- [Directions]:
What is the number of lines in the records below holding the string "This"? Reply with it and nothing else.

Records from a dataset
PR #215, opened 2017-04-05
Kill two :bird: with one stone

enguerran:
- logInfo is launched when user change the backup image settings.
Now we know if he set the value in the onboarding or later in
the settings page.
- pingOnceADay was not triggered on fist launch as we initialized
the timestamp state with the current date before checking if
the timestamp is today or not.

### DIFF
--- a/mobile/src/actions/timestamp.js
+++ b/mobile/src/actions/timestamp.js
@@ -2,15 +2,13 @@ import { pingOnceADay as pingOnceADayReporter } from '../lib/reporter'
 
 export const SET_TIMESTAMP = 'SET_TIMESTAMP'
 
-export const pingOnceADay = (timestamp = new Date().getTime()) => (dispatch, getState) => {
-  if (getState().mobile.settings.analytics) {
-    const previousDate = new Date(timestamp)
-    if (!isToday(previousDate)) {
+export const pingOnceADay = (timestamp, analytics = false) => dispatch => {
+  if (analytics) {
+    if (!timestamp || !isToday(new Date(timestamp))) {
       pingOnceADayReporter()
       return dispatch({ type: SET_TIMESTAMP, timestamp: new Date().getTime() })
     }
   }
-  return dispatch({ type: SET_TIMESTAMP, timestamp })
 }
 
 function isToday (date) {
--- a/mobile/src/main.jsx
+++ b/mobile/src/main.jsx
@@ -51,12 +51,21 @@ const renderAppWithPersistedState = persistedState => {
     }
   }
 
+  function pingOnceADayWithState () {
+    const state = store.getState()
+    if (state.mobile) {
+      const timestamp = state.mobile.timestamp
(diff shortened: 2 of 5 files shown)


mobile/src/main.jsx
```diff
@@ -51,12 +51,20 @@ const renderAppWithPersistedState = persistedState => {
     }
   }
 
+  function pingOnceADayWithState () {
```
kosssi: This feature should not be in main.jsx

mobile/src/actions/timestamp.js
```diff
@@ -2,15 +2,14 @@ import { pingOnceADay as pingOnceADayReporter } from '../lib/reporter'
 
 export const SET_TIMESTAMP = 'SET_TIMESTAMP'
 
-export const pingOnceADay = (timestamp = new Date().getTime()) => (dispatch, getState) => {
-  if (getState().mobile.settings.analytics) {
-    const previousDate = new Date(timestamp)
-    if (!isToday(previousDate)) {
+export const pingOnceADay = (timestamp, analytics = false) => dispatch => {
+  console.log('DISPATCH THE TIMESTAMP')
```
kosssi: This log is necessary?

enguerran: rah, once again... Crap!

mobile/src/main.jsx
enguerran: why not? Where should it be?

mobile/src/main.jsx
```diff
@@ -51,12 +51,20 @@ const renderAppWithPersistedState = persistedState => {
...
+    if (store.getState().mobile) {
+      const timestamp = store.getState().mobile.timestamp
```
kosssi: can you refactor you call 3 times 'store.getState().mobile'?

mobile/src/main.jsx
```diff
@@ -51,12 +51,21 @@ const renderAppWithPersistedState = persistedState => {
     }
   }
 
+  function pingOnceADayWithState () {
+    const state = store.getState()
+    if (state.mobile) {
```
kosssi: when state.mobile is not true?

mobile/src/main.jsx
kosssi: 👀 it's the morning ^^ I did not see it's a refactoring of 'resume' & 'deviceready' event.

mobile/src/main.jsx
enguerran: I don't know, but I know that if `state.mobile` is `undefined`, then `state.mobile.timestamp` will break the code execution. And I don't want that. 

I can't remember when I saw that, but there is a standard proposal to accept `state.mobile?.timestamp` as a shortcut for `state.mobile ? state.mobile.timestamp : undefined`.

mobile/src/main.jsx
enguerran: cool ;)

- [Problem solution]:
2